Enabling high performance and error handling with work items and parallel execution
The second step, collecting all the required data for each ticker, involves taking thousands of screenshots, downloading thousands of humongous PDF documents, and finding and scraping data out of the images and documents.
Even when the robot goes as fast as it can, it is restricted by the speed of the systems where it gathers the data from. Sure, it can work more quickly than a human (or match the speed of a teddy bear - those things are fast!) but is there a way to improve the speed even further?
Luckily, there's a built-in solution in Control Room to address that challenge.
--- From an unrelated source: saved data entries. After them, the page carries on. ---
PR #30673, opened 2021-01-05
Add ingressClass to globalDNS ingress if the provider has the annotationFilter for it specified

prachidamle:
Adding ability to filter out globalDNS entries when  there two globalDNSProviders having same root domain (one for public hostedzone and other for private), by using an annotation-filter parameter of external-dns.

By adding an "annotation-filter" to the globalDNSProvider a user can specify which ingress will this provider look for - rancher will place that annotation on the ingresses created for the globalDNS entries using this provider.

### DIFF
--- a/pkg/controllers/management/globaldns/globaldns_handler.go
+++ b/pkg/controllers/management/globaldns/globaldns_handler.go
@@ -27,18 +27,22 @@ import (
 const (
 	GlobaldnsController    = "mgmt-global-dns-controller"
 	annotationIngressClass = "kubernetes.io/ingress.class"
+	annotationFilter       = "annotation-filter"
 	annotationDNSTTL       = "external-dns.alpha.kubernetes.io/ttl"
+	defaultIngressClass    = "rancher-external-dns"
 )
 
 type GDController struct {
-	ingresses         clientv1beta1.IngressInterface //need to use client-go IngressInterface to update Ingress.Status field
-	managementContext *config.ManagementContext
+	ingresses               clientv1beta1.IngressInterface //need to use client-go IngressInterface to update Ingress.Status field
+	managementContext       *config.ManagementContext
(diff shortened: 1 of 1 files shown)


pkg/controllers/management/globaldns/globaldns_handler.go
```diff
@@ -176,6 +189,51 @@ func (n *GDController) generateNewIngressSpec(globaldns *v3.GlobalDns) *v1beta1.
...
+	if options != nil {
+		ingressClassAnnotation, ok := options[annotationFilter]
+		if ok {
+			prefix := annotationIngressClass + "="
+			if strings.HasPrefix(ingressClassAnnotation, prefix) {
+				return strings.TrimPrefix(ingressClassAnnotation, prefix), nil
+			}
+		}
+	}
+	return defaultIngressClass, nil
```
mrajashree, line 225: question, as per [this doc](https://github.com/kubernetes-sigs/external-dns/blob/master/docs/tutorials/public-private-route53.md) linked in the issue, the annotation-filter's value can only have external-dns or internal-dns as the ingress class, so if the annotation is not present, why do we have to return rancher-external-dns as the ingress class? does it get picked as external or internal?

prachidamle: The annotation-filter's value can be any thing that user wants to put. It just means that external-dns will only choose the ingresses that carry this annotation

Now we  add this annotation `kubernetes.io/ingress.class: rancher-external-dns` to all the dummy ingresses we create as part of GlobalDNS controller so that our Rancher's nginx ingress-controller does not program it by mistake.
So now if user provides an annotation filter for the provider, we place that or if user does not we default to `kubernetes.io/ingress.class: rancher-external-dns`

dramich (approved):

cbron:
Is this good to merge ?

Issue #30606, opened 2020-12-23
forwardport: Removing in-tree vSphere vCenter server entries does not propagate


deniseschannon:
forwardport: https://github.com/rancher/rancher/issues/27306

rawmind0:
Submitted PR #30694  to fix the issue

sadiapoddar:
Verified the fix on 2.5-head, commit id, 23a29c30

1. Created a cluster on vSphere cloud provider by choosing the "custom" provider option and added the clouder provider information in YMAL file

2. Once the cluster is up checked all the config info and verified info. 
root@sadia-control1:# docker inspect kube-apiserver |grep cloud

3. Edited the cluster configuration and added a second non-existing vCenter information in the cluster config and saved it
<img width="843" alt="102672878-f17dc600-4146-11eb-9f71-61acb5f28a66" src="https://user-images.githubusercontent.com/72409237/105412308-69795900-5be9-11eb-8efc-e79b56e75e47.png">

4. Noticed a health error during updating the cluster with the newly added Center. 

5. Re-edited the cluster config to remove the newly added vCenter info 
6. Checked after saving it 
The cloud configuration doesn't have the second vCenter information in the config
<img width="669" alt="Screen Shot 2021-01-21 at 1 04 47 PM" src="https://user-images.githubusercontent.com/72409237/105412371-7d24bf80-5be9-11eb-8667-89190ce6a74f.png">

7. Cluster became healthy. 
<img width="1349" alt="Screen Shot 2021-01-21 at 1 01 54 PM" src="https://user-images.githubusercontent.com/72409237/105412005-fff94a80-5be8-11eb-8ae0-35bfdb39b85f.png">

Closing the bug as vCenter's in-tree server entries are propagating as expected

sowmyav27:
Reopening this for a PR for master-head

sadiapoddar:
The fix is not merged in the master branch.

rawmind0:
Submitted PR to master, https://github.com/rancher/rancher/pull/30948

sadiapoddar:
Verified the fix on master-head, 41045a8

- Created a cluster on vSphere cloud provider by choosing the "custom" provider option and added the clouder provider information in YMAL file

- Once the cluster is up checked all the config info and verified info.

- Edited the cluster configuration and added a second non-existing vCenter information in the cluster config and saved it
- Noticed a health error during updating the cluster with the newly added Center.

- Re-edited the cluster config to remove the newly added vCenter info
[...]

PR #30694, opened 2021-01-06
[2.5] Fix to properly remove vSphere vCenter server entries

rawmind0:
Fix issue https://github.com/rancher/rancher/issues/30606

### DIFF
--- a/pkg/api/norman/store/cluster/cluster_store.go
+++ b/pkg/api/norman/store/cluster/cluster_store.go
@@ -538,6 +538,25 @@ func (r *Store) Update(apiContext *types.APIContext, schema *types.Schema, data 
 	if err := r.validateUnavailableNodes(data, existingCluster, id); err != nil {
 		return nil, err
 	}
+
+	// Replace rancherKubernetesEngineConfig.cloudProvider.vsphereCloudProvider.virtualCenter value to properly update virtualCenter removal
+	if newVCenter, ok := values.GetValue(data, "rancherKubernetesEngineConfig", "cloudProvider", "vsphereCloudProvider", "virtualCenter"); ok && newVCenter != nil {
+		oldVCenter, ok := values.GetValue(existingCluster, "rancherKubernetesEngineConfig", "cloudProvider", "vsphereCloudProvider", "virtualCenter")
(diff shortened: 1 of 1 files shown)


superseb (commented):
So we have to reset (set to nil) before we can store the actual value, this means we are calling `store.Update` twice but this is unavoidable because the scope of changing `store.Update` is too big I assume?

Did we find the code that is responsible for this behavior? I assume it is because it finds an existing key and then merges values under it?

Last question would be if there is a specific reason why we didn't add a `setX` function like we use for the other "manipulations" before updating versus doing this directly in the flow as it is now.

rawmind0:
> So we have to reset (set to nil) before we can store the actual value, this means we are calling `store.Update` twice but this is unavoidable because the scope of changing `store.Update` is too big I assume?

Yes, changing `store.Update` scope would be much bigger 

> Did we find the code that is responsible for this behavior? I assume it is because it finds an existing key and then merges values under it?

The issue is caused by [`r.Store.Update`](https://github.com/rancher/rancher/blob/master/pkg/api/norman/store/cluster/cluster_store.go#L541) function. 
Data is arriving fine to update function but the function is not overwriting empty virtual_center entries. Old and new values are merged instead of being replaced. 

This behaviour is caused by [VirtualCenter](https://github.com/rancher/rke/blob/91aed199f04cc345275f6e694b0859f967fb92bd/types/rke_types.go#L652)  field definition with `omitempty` tag and the [generic function](https://github.com/rancher/norman/blob/master/clientbase/ops.go#L205) used by `store.Update` 

> Last question would be if there is a specific reason why we didn't add a `setX` function like we use for the other "manipulations" before updating versus doing this directly in the flow as it is now.

The main reason to not use `setX` function is notice that this process is distinct than others due to it's setting some values on `data` but it's also calling `store.Update` function if needed, affecting the flow. It can be implemented as `setX` function if you think is better.

superseb (approved):
I think this should be fine, maybe not ideal but with keeping the scope small and the behavior of Update, this is probably the best we can do. I think Kinara has experience in this part so she will have input on this.

cbron (approved):

Issue #30134, opened 2020-11-18
Support k8s 1.20


maggieliu:
Need to support the new k8s version 1.20

StrongMonkey:
There are Azure library changes when bumping k8s 1.20 in rancher, make sure azureAD auth is tested to avoid any regression bug.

To speed up the task execution, we can configure Control Room to use parallel processing. Instead of collecting the company data one ticker at a time, we can simultaneously collect data for many companies. It's like an army of teddy bears!
To enable parallel processing, we should split our work into small chunks, work items, so that each of those items can be processed separately. In this case, one ticker becomes one work item.
We can tell our robot to process multiple work items at the same time using the parallel execution support in Control Room. This results in faster process execution. Neat!
In addition to enabling parallel processing, work items have other advantages, too.
We can monitor the status of work flowing through the process in real-time. Piece by piece, work gets completed. Captivating!
If something goes wrong when processing a single work item (for example, when some data is invalid), that item can be marked as failed. The processing can then continue with the rest of the work items - no need to halt the whole caravan due to one camel running out of humps.
The failed work items can be manually handled and re-run later without re-running everything. This way, you can avoid processing already successfully processed items again.
So, instead of running all the data gathering for the thousands of tickers again, we can fix the data in the failed work items and re-run only those items.
More about execution environments
Back to the third task.
This task involves entering the data into the Windows-based ERP system and sending out the verification emails.
Conveniently, as already mentioned, Robocorp supports multiple execution environments. In addition to Control Room containers, you can run tasks in other environments, too.
In this case, the robot needs to interact with a desktop application. This scenario is supported by installing the Robocorp Workforce Agent on the Windows machine.
The Robocorp Workforce Agent handles downloading, installing, and running the robot on the Windows machine.
This way, the robot gets access to the ERP application and can start entering the data, exporting and saving the entered data as PDF documents, and sending out the verification emails with the PDF documents attached.
The advantages of Robocorp, work data management, and work items
To recap, here are some powerful things you can do with Robocorp:
- Interact with multiple systems and data sources - web applications, desktop applications, email, images, PDF documents, and much more.
- Find and read data from images and PDF documents.
- Split processes into separate, clear, human-readable tasks.
- Run in Control Room containers to avoid self-hosted infra pain.
- Take advantage of multiple execution environments by also running on a Windows environment within the same process. Or macOS. Or Linux!
- Use work items to enable parallel execution of work for faster process completion.
- Monitor the status of work flowing through the process.
- View, manually fix and re-run the failed items.